I saw that offer the other day. If I'm not mistaken it includes moving "normal" furniture, removing existing carpet and pad, not sure about disposal. 
And yes many HO's are gonna buy it. They must have something hidden somewhere.

Here is their disclainer:

1*Disclaimer:* $199 whole-house basic carpet installation is for two or more rooms and includes installation of pad. Price for basic installation of carpet and pad in one room (up to 30sq/yds) is $159. Prices stated for basic installation *require purchase of both Special Order carpet and pad from Lowe’s *for installation in single family residential homes. Basic installation includes removal and haul away of old carpet and pad, installation on existing tack strip, and moving of normal household furniture. *Additional charges will apply for glue down carpet, installing on steps, moving outsized or excessive household furniture, and other additional services not included in basic installation. *Prices do not include cost of materials to be installed. No offset or deduction for any included services which are not used. Prices are not valid for multi-family and/or commercial properties, which projects will be priced by quote only. Not valid on prior purchases. May not be available in all areas. See store for details and listing of all available special order carpet.


----------



## Celtic (May 23, 2007)

mickeyco said:


> How much does the carpet cost? Maybe they're making up the money there.


Who is the "they"?

Lowe's sells the carper/padding/tack strip and subs the labor out.

Even IF Lowe's was a registered NJ HIC, for $199???

How many hours does $199 buy from you?


----------



## GoodHouse (Sep 3, 2007)

The promotion is no scam. Its not temporary either. This is a sale that is for good. Normal household furniture includes bed, dresser, night stand, sofa, table, chair, etc. Does not include exercise equipment, armoirs, china cabs, pool tables, piano's etc. 
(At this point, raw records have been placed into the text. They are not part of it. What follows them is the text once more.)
PR #205, opened 2023-09-07
Add `sfBuffer` wrapper and implement `sf::Image::saveToMemory`

kimci86:
Alternative to #195 using a C wrapper over an `std::vector`.

### DIFF
--- a/src/SFML/Graphics/Image.cpp
+++ b/src/SFML/Graphics/Image.cpp
@@ -27,8 +27,10 @@
 ////////////////////////////////////////////////////////////
 #include <SFML/Graphics/Image.h>
 #include <SFML/Graphics/ImageStruct.h>
+#include <SFML/System/BufferStruct.h>
 #include <SFML/Internal.h>
 #include <SFML/CallbackStream.h>
+
 
 ////////////////////////////////////////////////////////////
 sfImage* sfImage_create(unsigned int width, unsigned int height)
@@ -128,6 +130,14 @@ void sfImage_destroy(sfImage* image)
 sfBool sfImage_saveToFile(const sfImage* image, const char* filename)
 {
     CSFML_CALL_RETURN(image, saveToFile(filename), sfFalse);
+}
+
+
+////////////////////////////////////////////////////////////
+sfBool sfImage_saveToMemory(const sfImage* image, sfBuffer* output, const char* format)
+{
+    CSFML_CHECK_RETURN(output, sfFalse);
+    CSFML_CALL_RETURN(image, saveToMemory(output->buffer, format), sfFalse);
 }
 
 
--- a/include/SFML/Graphics/Image.h
+++ b/include/SFML/Graphics/Image.h
@@ -32,6 +32,7 @@
 #include <SFML/Graphics/Color.h>
 #include <SFML/Graphics/Rect.h>
 #include <SFML/Graphics/Types.h>
+#include <SFML/System/Buffer.h>
 #include <SFML/System/InputStream.h>
 #include <SFML/System/Vector2.h>
 #include <stddef.h>
@@ -156,8 +157,29 @@ CSFML_GRAPHICS_API void sfImage_destroy(sfImage* image);
 ///
 /// \return sfTrue if saving was successful
 ///
+/// \see sfImage_saveToMemory
+///
 ////////////////////////////////////////////////////////////
 CSFML_GRAPHICS_API sfBool sfImage_saveToFile(const sfImage* image, const char* filename);
+
+////////////////////////////////////////////////////////////
+/// \brief Save the image to a buffer in memory
+///
+/// The format of the image must be specified.
+/// The supported image formats are bmp, png, tga and jpg.
+/// This function fails if the image is empty, or if
+/// the format was invalid.
+///
+/// \param image  Image object
+/// \param output Buffer to fill with encoded data
+/// \param format Encoding format to use
+///
+/// \return sfTrue if saving was successful
+///
+/// \see sfImage_saveToFile
+///
+////////////////////////////////////////////////////////////
+CSFML_GRAPHICS_API sfBool sfImage_saveToMemory(const sfImage* image, sfBuffer* output, const char* format);
 
 ////////////////////////////////////////////////////////////
 /// \brief Return the size of an image
--- a/include/SFML/System.h
+++ b/include/SFML/System.h
@@ -30,6 +30,7 @@
 ////////////////////////////////////////////////////////////
 
 #include <SFML/Config.h>
+#include <SFML/System/Buffer.h>
 #include <SFML/System/Clock.h>
 #include <SFML/System/InputStream.h>
 #include <SFML/System/Mutex.h>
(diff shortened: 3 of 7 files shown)


src/SFML/Graphics/Buffer.cpp
```diff
@@ -0,0 +1,60 @@
...
+    CSFML_CHECK_RETURN(buffer, 0);
+    return buffer->vector.size();
+}
+
+
+////////////////////////////////////////////////////////////
+CSFML_GRAPHICS_API const sfUint8* sfBuffer_getData(const sfBuffer* buffer)
+{
+    CSFML_CHECK_RETURN(buffer, NULL);
+    return buffer->vector.data();
```
ChrisThrasher, line 59: Do we want to `assert(buffer->vector.size() > 1)`? The standard specifies that if the vector is empty then `.data()` may or may not return a null pointer. I suppose it's not necessarily a bug to call it under those circumstances but it's worth consideration.

src/SFML/Graphics/Image.cpp
```diff
@@ -131,6 +133,14 @@ sfBool sfImage_saveToFile(const sfImage* image, const char* filename)
 }
 
 
+////////////////////////////////////////////////////////////
+sfBool sfImage_saveToMemory(const sfImage* image, sfBuffer* output, const char* format)
+{
+    CSFML_CHECK_RETURN(output, sfFalse);
+    CSFML_CALL_RETURN(image, saveToMemory(output->vector, format), sfFalse);
```
ChrisThrasher, line 140: `format` gets converted to `std::string` and it's UB to construct a string from a null pointer. Should we add a `CSFML_CHECK_RETURN` call for `format` being null?

ChrisThrasher (approved):
I appreciate you putting this together with all the right docs and everything.

src/SFML/Graphics/Buffer.cpp
kimci86: The valid range for any vector being [data(), data() + size()), the valid range for an empty vector is empty. I don't think we need a special case. It is up to the user not to dereference values out of the valid range.

src/SFML/Graphics/Image.cpp
kimci86: Nice catch, will do.

ChrisThrasher: That's fine by me

include/SFML/Graphics/Buffer.h
```diff
@@ -0,0 +1,73 @@
...
+#include <stddef.h>
+
+
+////////////////////////////////////////////////////////////
+/// \brief Create an empty buffer
+///
+/// \return A new sfBuffer object, or NULL if it failed
+///
+////////////////////////////////////////////////////////////
+CSFML_GRAPHICS_API sfBuffer* sfBuffer_create();
```
kimci86, line 42: I forgot the `void` parameter, will fix.

src/SFML/Graphics/Buffer.cpp
```diff
@@ -0,0 +1,60 @@
...
```
eXpl0it3r, line 59: `data()` is C++11, I guess we should keep CSFML 2.6 aligned with the C++ versioning if possible

src/SFML/Graphics/BufferStruct.h
```diff
@@ -0,0 +1,44 @@
...
+#include <SFML/Config.hpp>
+#include <vector>
+
+
+////////////////////////////////////////////////////////////
+// Internal structure of sfBuffer
+////////////////////////////////////////////////////////////
+struct sfBuffer
+{
+    std::vector<sf::Uint8> vector;
```
eXpl0it3r, line 40: I would call the member after the container type, maybe just `buffer` instead?

include/SFML/Graphics/Buffer.h
eXpl0it3r, line 1: Kind of wondering whether this should live in the System part, but I guess as long as we just use it in the Graphics module, lets keep it here.

eXpl0it3r (changes requested):

src/SFML/Graphics/Buffer.cpp
kimci86: Well spotted! Fixed.

src/SFML/Graphics/BufferStruct.h
kimci86: Ok, done

kimci86:
I used the following code to test the API.
It made me notice the `#include <SFML/Graphics/Buffer.h>` was missing from `SFML/Graphics.h` file and fixed it.

```c
#include <SFML/Graphics.h>
#include <stdio.h>

int main(void)
{
    const int WIDTH = 256;
    sfImage* image = sfImage_createFromColor(WIDTH, 1, sfMagenta);
    for (int x = 0; x < WIDTH; ++x)
        sfImage_setPixel(image, x, 0, sfColor_fromRGB(x, 255, x));

    sfBuffer* buffer = sfBuffer_create();
    sfBool success = sfImage_saveToMemory(image, buffer, "png");
    printf("Succes: %d\n", success);

    sfImage_destroy(image);

    FILE* f = fopen("out.png", "wb");
    fwrite(sfBuffer_getData(buffer), 1, sfBuffer_getSize(buffer), f);
    fclose(f);

    sfBuffer_destroy(buffer);

    return 0;
}
```

eXpl0it3r (approved):

eXpl0it3r:
@oprypin any comment from your side? 🙂

oprypin:
It's good.
One thing is: putting `sfBuffer` into `graphics` module is strange because then we can't add a `sfBuffer` into `system` or `window` if we need it later. But it may be also strange to put it into `system` right away.

eXpl0it3r:
Hmmm I put it off as "we can always move it later", but then we'd be breaking code. While I don't really hold myself to the same non-breaking standard for CSFML as for SFML, I think it might after all be beneficial to reduce it where possible.

So I think, it does after all matter and we should move `sfBuffer` to the system module. So it could be reused e.g. in the audio module in the future, without "breaking" the API.

ChrisThrasher:
There are no other `saveToMemory` functions in SFML and if we added more they'd be added in SFML 3 and thus CSFML 3 so we can get away with leaving it where it is if we want. I'm fine moving it to System though. Either is fine with me.

oprypin:
Hm but wait, if `sfBuffer` is first in `graphics` but then is moved to `system`, can't it just be re-exposed in `graphics` and then not break anything?

oprypin:
But anyway probably `system` is better.  Sorry to cause you work :sweat_smile:

eXpl0it3r:
> Hm but wait, if `sfBuffer` is first in `graphics` but then is moved to `system`, can't it just be re-exposed in `graphics` and then not break anything?

It could, but I wouldn't want such a workaround, just to avoid some potential breaking code. No need to add technical debt.

kimci86:
I moved sfBuffer into csfml-system.

oprypin (approved):

eXpl0it3r (approved):
Thank you ❤️

PR #215, opened 2023-12-20
Add example program

### LINKED ISSUE #211: Add example programs
Having example projects that link to CSFML can help catch linker issues that are not detectable when only building the library itself.

ChrisThrasher:
Closes #211 

I had to fix some function prototypes that were using `()` instead of `(void)` to list their parameters. The latter is required when compiling these headers as C code instead of C++ code. This example program is the first time internally to CSFML that CSFML headers were compiled as C code instead of C++, thus uncovering this problem.


examples/example.c
```diff
@@ -0,0 +1,74 @@
...
+    /* Create the main window */
+    const sfVideoMode mode = {800, 600, 32};
+    sfRenderWindow* window = sfRenderWindow_create(mode, "SFML window", sfResize | sfClose, NULL);
+    if (!window)
+        return EXIT_FAILURE;
+
+    /* Load a sprite to display */
+    sfTexture* texture = sfTexture_createFromFile("sfml_logo.png", NULL);
+    if (!texture)
+        return EXIT_FAILURE;
```
kimci86, line 17:
```suggestion
    if (!texture)
    {
        sfRenderWindow_destroy(window);
        return EXIT_FAILURE;
    }
```

examples/example.c
```diff
@@ -0,0 +1,74 @@
...
+    sfSprite* sprite = sfSprite_create();
+    sfSprite_setTexture(sprite, texture, sfTrue);
+    const sfVector2f spritePosition = {200, 200};
+    sfSprite_setPosition(sprite, spritePosition);
+
+    /* Create a graphical text to display */
+    sfFont* font = sfFont_createFromFile("tuffy.ttf");
+    if (!font)
+        return EXIT_FAILURE;
```
kimci86, line 26:
```suggestion
    if (!font)
    {
        sfSprite_destroy(sprite);
        sfTexture_destroy(texture);
        sfRenderWindow_destroy(window);
        return EXIT_FAILURE;
    }
```

examples/example.c
```diff
@@ -0,0 +1,74 @@
...
+    sfText* text = sfText_create();
+    sfText_setString(text, "Hello, SFML!");
+    sfText_setFont(text, font);
+    sfText_setCharacterSize(text, 50);
+
+    /* Load a music to play */
+    sfMusic* music = sfMusic_createFromFile("doodle_pop.ogg");
+    if (!music)
+        return EXIT_FAILURE;
```
kimci86, line 35:
```suggestion
    if (!music)
    {
        sfText_destroy(text);
        sfFont_destroy(font);
        sfSprite_destroy(sprite);
        sfTexture_destroy(texture);
        sfRenderWindow_destroy(window);
        return EXIT_FAILURE;
    }
```

kimci86 (commented):
Maybe also cleanup resources when loading fails?

examples/example.c
```diff
@@ -0,0 +1,74 @@
+#include <SFML/Audio.h>
+#include <SFML/Graphics.h>
+
+#include <stdlib.h>
+
+int main(void)
+{
+    /* Create the main window */
```
eXpl0it3r, line 8: Maybe we can use single line comments

eXpl0it3r:
Do you want to enable it in CI or are you gonna do that with the other PR?

ChrisThrasher:
> Do you want to enable it in CI or are you gonna do that with the other PR?

My bad that's fixed now

examples/example.c
```diff
@@ -0,0 +1,95 @@
...
+#include <stdlib.h>
+
+int main(void)
+{
+    // Create the main window
+    const sfVideoMode mode = {800, 600, 32};
+    sfRenderWindow* window = sfRenderWindow_create(mode, "SFML window", sfResize | sfClose, NULL);
+    if (!window)
+    {
+        sfRenderWindow_destroy(window);
```
kimci86, line 13: There is no window to destroy at this point. We do not need to call `sfRenderWindow_destroy(NULL)`.
Similar remark applies to other error management if statements below.

kimci86 (approved):

PR #3831, opened 2025-09-22
Llama distributed example

apbose:
The PR addresses
1. Llama3 end to end example with complex graph lowering
2. Removal of hardcoded components of rotary embedding example


py/torch_tensorrt/dynamo/_compiler.py
```diff
@@ -713,16 +709,13 @@ def compile(
...
-        gm, trt_arg_inputs, trt_kwarg_inputs, settings, engine_cache
-    )
+    trt_gm = compile_module(gm, trt_kwarg_inputs, settings, engine_cache)
     return trt_gm
 
 
 @fn_supports_debugger  # type: ignore[misc]
 def compile_module(
     gm: torch.fx.GraphModule,
-    sample_arg_inputs: Sequence[Input],
```
narendasan, line 725: Why is arg_inputs being deleted?

apbose: looked like the arg_inputs was not being used in the compile_module, hence I just removed it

Lowe's is attempting to be very aggressive in the market place. The installer is still getting normal rates. Lowe's is taking the hit for the sake of volume. They are not raising their carpet prices significantly either.
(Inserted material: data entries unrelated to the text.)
Issue #3783, opened 2025-08-19
❓ [Question] Error when exporting TorchScript model with dynamic input using Torch-TensorRT (aten::clamp issue)


Mmmyyym:
## Environment
Libtorch 2.5.0.dev (latest nightly) (built with CUDA 12.4)
CUDA 12.4
TensorRT 10.1.0.27
PyTorch 2.4.0+cu124
Torch-TensorRT 2.4.0
Python 3.12.8
Windows 10

## Code
```
import torch
import torch_tensorrt

model = DeepLabv3+(num_classes=8,  backbone='mobilenet', output_stride=16)
model.eval().cuda()
dynamic_input = torch_tensorrt.Input(
        min_shape=[1, 3, 20, 20],
        opt_shape=[1, 3, 512, 512],
        max_shape=[1, 3, 2448, 2048],
        dtype=torch.float32 )
static_input = [torch.randn((1, 3, 512, 512)).cuda()]
trt_gm = torch_tensorrt.compile(model, ir="dynamo", inputs = dynamic_input)
torch_tensorrt.save(trt_gm, "trt_dynamic.ts", output_format="torchscript",inputs=static_input)
```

As far as the qualifications of the installers, they are all licesned, enormous insurance policies, all have to pass background checks including the subs employees,some are certified by manufacturers, and most of all Lowe's customer service policy of 100% customer satisfaction is in place so quality is the number one priority because when a customer is not happy they are easily heard and problems are rectified.


----------



## A W Smith (Oct 14, 2007)

loss leader


----------



## Dustball (Jul 7, 2006)

So there's no maximum on square footage, eh? My 740 SF 2BR/1BA house would be no comparision to a 2500 SF 5Br/3BA house.


----------



## Mike Finley (Apr 28, 2004)

GoodHouse said:


> As far as the qualifications of the installers, they are all licesned, enormous insurance policies, all have to pass background checks including the subs employees,some are certified by manufacturers, and most of all Lowe's customer service policy of 100% customer satisfaction is in place so quality is the number one priority because when a customer is not happy they are easily heard and problems are rectified.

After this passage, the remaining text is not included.